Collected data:

────────────────

PR #12039, opened 2020-07-05
Remove jcore dep

MathieuAA:
This PR removes the uses of the JCore dep in favor of the files now in the generator.

---

### DIFF
--- a/generators/utils.js
+++ b/generators/utils.js
@@ -22,7 +22,6 @@ const path = require('path');
 const shelljs = require('shelljs');
 const ejs = require('ejs');
 const _ = require('lodash');
-const jhiCore = require('jhipster-core');
 const fs = require('fs');
 const crypto = require('crypto');
 const randexp = require('randexp');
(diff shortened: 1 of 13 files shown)


generators/utils.js
```diff
@@ -577,7 +577,7 @@ function decodeBase64(string, encoding = 'utf-8') {
 }
 
 function loadYoRc(filePath = '.yo-rc.json') {
-    if (!jhiCore.FileUtils.doesFileExist(filePath)) {
+    if (!FileUtils.doesFileExist(filePath)) {
```
mshima, line 580: Use `fs.existsSync` instead.

MathieuAA: There's a notable difference between the FileUtils' version and the Node FS' one: the latter only checks the path (https://nodejs.org/api/fs.html#fs_fs_existssync_path) and doesn't core if it's a folder or a regular file.

mshima: I don't think we need that, I would prefer fs.existsSync for simplicity.
This kind of test is not done at yeoman-generator for `.yo-rc.json`, it will just throw if it cannot parse.

Anyway your call.

mshima: In fact I think loadYoRc should throw if `.yo-rc.json` is a folder.
This is not a supported scenario at all, it's a bad problem and should not be ignored by returning undefined.

MathieuAA:
Thanks Marcelo!

mshima:
Not sure why, but `npm ci` is printing an error at macOS now, github CI isn't affected.
See https://github.com/jhipster/generator-jhipster/pull/12041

────────────────

Give back the line containing "(diff shortened: 1 of 13 files shown)" and all the lines after it through the end of the records, unchanged.

Solution:
(diff shortened: 1 of 13 files shown)


generators/utils.js
```diff
@@ -577,7 +577,7 @@ function decodeBase64(string, encoding = 'utf-8') {
 }
 
 function loadYoRc(filePath = '.yo-rc.json') {
-    if (!jhiCore.FileUtils.doesFileExist(filePath)) {
+    if (!FileUtils.doesFileExist(filePath)) {
```
mshima, line 580: Use `fs.existsSync` instead.

MathieuAA: There's a notable difference between the FileUtils' version and the Node FS' one: the latter only checks the path (https://nodejs.org/api/fs.html#fs_fs_existssync_path) and doesn't core if it's a folder or a regular file.

mshima: I don't think we need that, I would prefer fs.existsSync for simplicity.
This kind of test is not done at yeoman-generator for `.yo-rc.json`, it will just throw if it cannot parse.

Anyway your call.

mshima: In fact I think loadYoRc should throw if `.yo-rc.json` is a folder.
This is not a supported scenario at all, it's a bad problem and should not be ignored by returning undefined.

MathieuAA:
Thanks Marcelo!

mshima:
Not sure why, but `npm ci` is printing an error at macOS now, github CI isn't affected.
See https://github.com/jhipster/generator-jhipster/pull/12041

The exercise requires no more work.